◆ WHAT THIS TASK INVOLVES ◆
Search the entries below for the word "ovan" and copy every line where it appears.

◆ DATA PROVIDED ◆
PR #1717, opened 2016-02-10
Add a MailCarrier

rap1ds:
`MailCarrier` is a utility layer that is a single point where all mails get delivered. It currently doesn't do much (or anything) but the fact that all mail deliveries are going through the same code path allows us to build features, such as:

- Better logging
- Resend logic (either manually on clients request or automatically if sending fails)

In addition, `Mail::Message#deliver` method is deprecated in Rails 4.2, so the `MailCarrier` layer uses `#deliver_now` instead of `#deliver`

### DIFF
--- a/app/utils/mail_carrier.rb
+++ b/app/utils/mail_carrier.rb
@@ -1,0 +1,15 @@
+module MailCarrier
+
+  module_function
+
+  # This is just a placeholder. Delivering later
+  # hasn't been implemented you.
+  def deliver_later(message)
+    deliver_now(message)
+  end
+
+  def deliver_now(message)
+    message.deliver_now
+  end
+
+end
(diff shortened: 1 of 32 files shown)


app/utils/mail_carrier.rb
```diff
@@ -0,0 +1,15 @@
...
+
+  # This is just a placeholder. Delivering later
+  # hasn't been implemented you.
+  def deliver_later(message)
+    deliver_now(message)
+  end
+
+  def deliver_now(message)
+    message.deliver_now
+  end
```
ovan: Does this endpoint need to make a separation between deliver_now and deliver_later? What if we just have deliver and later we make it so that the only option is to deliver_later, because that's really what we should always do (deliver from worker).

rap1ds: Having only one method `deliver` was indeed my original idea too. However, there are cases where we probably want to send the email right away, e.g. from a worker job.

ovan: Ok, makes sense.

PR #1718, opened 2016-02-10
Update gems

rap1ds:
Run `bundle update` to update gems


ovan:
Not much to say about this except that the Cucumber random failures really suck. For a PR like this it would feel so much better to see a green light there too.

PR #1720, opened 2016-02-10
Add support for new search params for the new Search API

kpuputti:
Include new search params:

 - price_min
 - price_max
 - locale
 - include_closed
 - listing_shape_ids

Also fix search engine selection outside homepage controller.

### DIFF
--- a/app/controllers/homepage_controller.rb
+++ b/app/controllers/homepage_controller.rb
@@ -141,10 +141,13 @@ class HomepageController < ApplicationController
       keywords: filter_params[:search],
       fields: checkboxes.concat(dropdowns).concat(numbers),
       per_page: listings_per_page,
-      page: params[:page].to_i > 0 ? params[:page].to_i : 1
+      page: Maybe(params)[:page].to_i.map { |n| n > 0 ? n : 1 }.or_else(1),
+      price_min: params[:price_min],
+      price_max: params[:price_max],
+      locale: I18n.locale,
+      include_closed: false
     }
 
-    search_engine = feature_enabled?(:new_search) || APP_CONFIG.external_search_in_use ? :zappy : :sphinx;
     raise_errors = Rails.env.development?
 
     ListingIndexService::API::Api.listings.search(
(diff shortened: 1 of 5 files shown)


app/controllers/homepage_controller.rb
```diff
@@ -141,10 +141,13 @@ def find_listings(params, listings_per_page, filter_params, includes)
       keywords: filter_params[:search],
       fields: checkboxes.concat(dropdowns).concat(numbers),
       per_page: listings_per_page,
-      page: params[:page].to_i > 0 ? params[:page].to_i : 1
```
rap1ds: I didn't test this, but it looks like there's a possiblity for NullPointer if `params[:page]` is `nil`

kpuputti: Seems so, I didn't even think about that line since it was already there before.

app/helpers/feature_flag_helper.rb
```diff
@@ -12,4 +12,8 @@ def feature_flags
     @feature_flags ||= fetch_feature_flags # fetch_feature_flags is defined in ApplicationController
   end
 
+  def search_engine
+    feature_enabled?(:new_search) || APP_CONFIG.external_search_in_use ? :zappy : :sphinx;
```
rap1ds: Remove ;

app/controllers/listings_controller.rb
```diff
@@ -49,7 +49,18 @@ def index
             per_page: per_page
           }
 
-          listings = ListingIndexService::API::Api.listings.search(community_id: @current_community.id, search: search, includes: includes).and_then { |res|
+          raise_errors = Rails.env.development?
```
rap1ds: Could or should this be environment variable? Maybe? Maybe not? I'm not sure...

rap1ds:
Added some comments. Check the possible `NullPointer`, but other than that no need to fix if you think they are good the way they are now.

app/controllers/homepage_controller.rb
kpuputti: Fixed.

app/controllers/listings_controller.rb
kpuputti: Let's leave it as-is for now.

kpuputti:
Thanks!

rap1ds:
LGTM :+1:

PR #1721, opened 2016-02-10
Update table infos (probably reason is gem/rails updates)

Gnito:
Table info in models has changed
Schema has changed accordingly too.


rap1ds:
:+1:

--

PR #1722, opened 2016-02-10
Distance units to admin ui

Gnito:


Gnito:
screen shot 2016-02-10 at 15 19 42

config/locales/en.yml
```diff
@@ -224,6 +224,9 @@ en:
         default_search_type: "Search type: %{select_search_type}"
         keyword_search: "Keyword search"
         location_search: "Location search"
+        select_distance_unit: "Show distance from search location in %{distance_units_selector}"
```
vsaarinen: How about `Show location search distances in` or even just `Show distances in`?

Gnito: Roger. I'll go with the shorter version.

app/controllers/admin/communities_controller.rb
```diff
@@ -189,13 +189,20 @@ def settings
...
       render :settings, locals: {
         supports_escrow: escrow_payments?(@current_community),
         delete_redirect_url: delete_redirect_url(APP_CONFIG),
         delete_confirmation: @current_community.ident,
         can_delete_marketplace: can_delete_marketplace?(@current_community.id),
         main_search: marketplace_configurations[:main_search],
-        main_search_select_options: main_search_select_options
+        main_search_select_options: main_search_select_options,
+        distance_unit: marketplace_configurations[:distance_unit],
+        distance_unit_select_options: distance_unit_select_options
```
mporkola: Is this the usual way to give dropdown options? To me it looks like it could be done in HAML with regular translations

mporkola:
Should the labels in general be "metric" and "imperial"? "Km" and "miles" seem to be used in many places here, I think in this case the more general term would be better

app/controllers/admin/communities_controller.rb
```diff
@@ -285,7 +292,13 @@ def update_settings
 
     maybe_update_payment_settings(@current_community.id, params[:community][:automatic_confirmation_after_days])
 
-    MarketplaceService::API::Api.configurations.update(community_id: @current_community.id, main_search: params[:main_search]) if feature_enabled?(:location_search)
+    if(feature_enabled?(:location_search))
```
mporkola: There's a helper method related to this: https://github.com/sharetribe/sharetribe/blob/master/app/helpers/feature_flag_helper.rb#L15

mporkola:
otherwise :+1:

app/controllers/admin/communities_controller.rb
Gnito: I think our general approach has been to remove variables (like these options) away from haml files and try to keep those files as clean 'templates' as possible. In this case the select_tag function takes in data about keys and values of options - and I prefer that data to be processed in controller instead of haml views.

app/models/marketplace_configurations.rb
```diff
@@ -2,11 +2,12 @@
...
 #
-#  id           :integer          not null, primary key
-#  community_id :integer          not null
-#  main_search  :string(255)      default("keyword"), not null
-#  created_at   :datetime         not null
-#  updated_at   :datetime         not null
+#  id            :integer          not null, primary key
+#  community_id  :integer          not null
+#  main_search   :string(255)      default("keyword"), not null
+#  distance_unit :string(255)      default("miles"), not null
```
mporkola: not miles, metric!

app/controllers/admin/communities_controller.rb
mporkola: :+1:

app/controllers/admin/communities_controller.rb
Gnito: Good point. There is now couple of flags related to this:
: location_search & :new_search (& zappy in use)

◆ RESPONSE TO THE EXERCISE ◆
ovan: Does this endpoint need to make a separation between deliver_now and deliver_later? What if we just have deliver and later we make it so that the only option is to deliver_later, because that's really what we should always do (deliver from worker).
ovan: Ok, makes sense.
ovan:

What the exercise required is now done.